函館空襲慰霊祭、犠牲者の冥福祈る

update 2011/7/15 12:10


 函館空襲の犠牲者を追悼する慰霊祭が14日、函館市船見町18の称名寺で行われた。札幌や千葉県、市内近郊の遺族ら15人が参列し、犠牲者の冥福を祈り、平和への思いを改めた。

 函館空襲は1945年7月14、15の両日、米軍機の攻撃で函館西部地区や大門、青函連絡船などが被害を受け、多くの死傷者が出た。慰霊祭は、「函館空襲を記録する会」(浅利政俊代表)が1989年から毎年実施している。空襲経験者の語り伝えや記録調査などを続け、恒久平和を訴え続ける。

 参列者は同寺の須藤隆仙住職の読経の中で焼香し、同会の木村美保子さん(74)が碑文を朗読し、浅利代表が追悼文を読み上げた。 駒止町(現弥生町)で空襲に遭い、祖母と弟を亡くした木村さんは「東日本大震災のがれきの映像を見て、8歳のときに自分が見た記憶がよみがえった。天災は避けられないが、人災の戦争は繰り返してはだめ」。千葉県市原市在住の松本絹子さん(80)は札幌の姉、めいと3人で参列し「66年の時を経ても手厚く供養していただくことを、函館空襲で亡くなった父も喜んでいると思う。本当にありがたい」と話していた。

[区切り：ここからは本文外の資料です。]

PR #1008, opened 2018-05-06
9438 py2 bytes directory listing

markrwilliams:
## Contributor Checklist:

* [x] There is an associated ticket in Trac. https://twistedmatrix.com/trac/ticket/9438

### DIFF
--- a/src/twisted/web/static.py
+++ b/src/twisted/web/static.py
@@ -277,8 +277,8 @@ class File(resource.Resource, filepath.FilePath):
         Return a resource that generates an HTML listing of the
         directory this path represents.
 
-        @return: A L{resource.Resource} that renders the directory to
-            HTML.
+        @return: A resource that renders the directory to HTML.
+        @rtype: L{DirectoryLister}
         """
         if _PY3:
             path = self.path
--- a/src/twisted/web/static.py
+++ b/src/twisted/web/static.py
@@ -263,9 +263,31 @@ class File(resource.Resource, filepath.FilePath):
     childNotFound = resource.NoResource("File not found.")
     forbidden = resource.ForbiddenResource()
 
+
     def directoryListing(self):
-        return DirectoryLister(self.path,
-                               self.listNames(),
+        """
+        Return a resource that generates an HTML listing of the
+        directory this path represents.
+
+        @return: A L{resource.Resource} that renders the directory to
+            HTML.
+        """
+        if _PY3:
+            path = self.path
+            names = self.listNames()
+        else:
+            # DirectoryLister works in terms of native strings, so on
+            # Python 2, ensure we have a bytes paths for this
+            # directory and its contents.  We use the asBytesMode
+            # method inherited from FilePath to ensure consistent
+            # encoding of the actual path.  This returns a FilePath
+            # instance even when called on subclasses, however, so we
+            # have to create a new File instance.
+            nativeStringPath = self.createSimilarFile(self.asBytesMode().path)
+            path = nativeStringPath.path
+            names = nativeStringPath.listNames()
+        return DirectoryLister(path,
+                               names,
                                self.contentTypes,
                                self.contentEncodings,
                                self.defaultType)
--- a/src/twisted/web/test/test_static.py
+++ b/src/twisted/web/test/test_static.py
@@ -177,10 +177,6 @@ class StaticFileTests(TestCase):
 
         response = child.render(request)
         self.assertIsInstance(response, bytes)
-    if sys.getfilesystemencoding().lower() not in ('utf-8', 'mcbs'):
-        test_emptyChildUnicodeParent.skip = (
-            "Cannot write unicode filenames with file system encoding of"
-            " %s" % (sys.getfilesystemencoding(),))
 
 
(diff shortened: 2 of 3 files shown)


src/twisted/web/static.py
```diff
@@ -271,9 +271,31 @@ def ignoreExt(self, ext):
...
 
+
     def directoryListing(self):
-        return DirectoryLister(self.path,
-                               self.listNames(),
+        """
+        Return a resource that generates an HTML listing of the
+        directory this path represents.
+
+        @return: A L{resource.Resource} that renders the directory to
```
glyph: Given that `DirectoryLister` is public, this could refer directly to that.

src/twisted/web/static.py
```diff
@@ -271,9 +271,31 @@ def ignoreExt(self, ext):
...
+            HTML.
+        """
+        if _PY3:
+            path = self.path
+            names = self.listNames()
+        else:
+            # DirectoryLister works in terms of native strings, so on
```
glyph, line 287: Do we not need to do the inverse (`.asTextMode()`) on PY3 then?

src/twisted/web/test/test_static.py
```diff
@@ -155,6 +155,34 @@ def test_emptyChild(self):
...
+        self.assertIsInstance(child, static.DirectoryLister)
+
+        nativePath = compat.nativeString(textBase.path)
+        self.assertEqual(child.path, nativePath)
+
+        response = child.render(request)
+        self.assertIsInstance(response, bytes)
+    if sys.getfilesystemencoding().lower() not in ('utf-8', 'mcbs'):
+        test_emptyChildUnicodeParent.skip = (
+            "Cannot write unicode filenames with file system encoding of"
```
glyph: ITYM "non-ASCII"?  Given that the `u''` child is the one we care about, I'm pretty sure that will survive most boneheaded filesystem encodings, and this skip could be removed?

glyph (approved):
The new test looks good, and the proposed change fixes it in a way which seems reasonably compatible.

If you want to address any of the minor feedback inline, feel free to do so either as a tweak before landing or as a follow-up.

src/twisted/web/static.py
markrwilliams: No, but for a bad reason: `File` and `DirectoryLister` are tricky.

[`getChild` now decodes all descendant paths to text](https://github.com/twisted/twisted/blob/twisted-18.4.0/src/twisted/web/static.py#L301-L309), so that by the time the empty path is reached and `directoryListing` called, the path given to `DirectoryLister` is guaranteed to be text, _unless_ of course the path being listed is the `File`'s _own_ path.

Given:

```python
from twisted.web import server, static
from twisted.internet import defer, endpoints, task


@task.react
def main(reactor):
    site = server.Site(static.File(b"/path/to/some/directory/"))
    listener = endpoints.serverFromString(reactor, "tcp:8080")
    d = listener.listen(site)

    @d.addCallback
    def _(_):
        return defer.Deferred()

    return d
```

Assuming that `/path/to/some/directory/child` exists, accessing `http://localhost:8080/child/` or any other descendant creates a `DirectoryLister` with a text path.  Accessing `http://localhost:8080/`, however, creates one with a _bytes_ path.  

Surprise! On Python 3, this is fine.  That's `DirectoryLister` _itself_  [decodes bytes descendants to text](https://github.com/twisted/twisted/blob/twisted-18.4.0/src/twisted/web/static.py#L1004-L1006) on Python 3.

So the _actual_ admitted by `DirectoryLister` is:

| `DirectoryLister` parameter  | Python 3         | Python 2        |
|------------------------------|------------------|-----------------|
| pathname                     | `str` or `bytes` | `str`           |
| dirs                         | `str` or `bytes` | `str`           |
| contentTypes                 | `dict` of `str`  | `dict` of `str` |
| contentEncodings             | `dict` of `str`  | `dict` of `str` |
| defaultType                  | `str`            | str             |

Which is not exactly what I said in the commit message, but does mean this part of the PR is correct (I think.)

src/twisted/web/test/test_static.py
markrwilliams: This is a safeguard I carried over from [another test](https://github.com/twisted/twisted/blob/7ae65314dcc50979e10f70d6ad4dfd1f67d06786/src/twisted/web/test/test_static.py#L312-L339), because who knows what [sys.getfilesystemencoding](https://docs.python.org/2/library/sys.html#sys.getfilesystemencoding), which `FilePath` uses, is going to return.  But as you point out, it should be impossible that `SynchronousTestCase.mkstemp().decode(sys.getfilesystemencoding()) + u''` could return an unencodable path, so this skip is unnecessary.

src/twisted/web/static.py
markrwilliams: Why is it public though. :sob:

src/twisted/web/static.py
glyph: Every day I'm a little more sympathetic towards web2's abandonment of this API :).

whalebot-helmsman:
Is there a plan to release new twisted version with this fix?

 境内の慰霊碑には、道内上空で亡くなった米軍兵士の名前も刻まれ、米国セントルイスの教会の土も埋められている。浅利代表は「戦争に勝っても負けても亡くなる命はみな尊く、供養の思いも同じ。悲しみは尽きないが、歴史から学ぶべきものがある。この惨事を伝えていくためにも客観的な調査と証言などの記録を残す必要がある」と強調していた。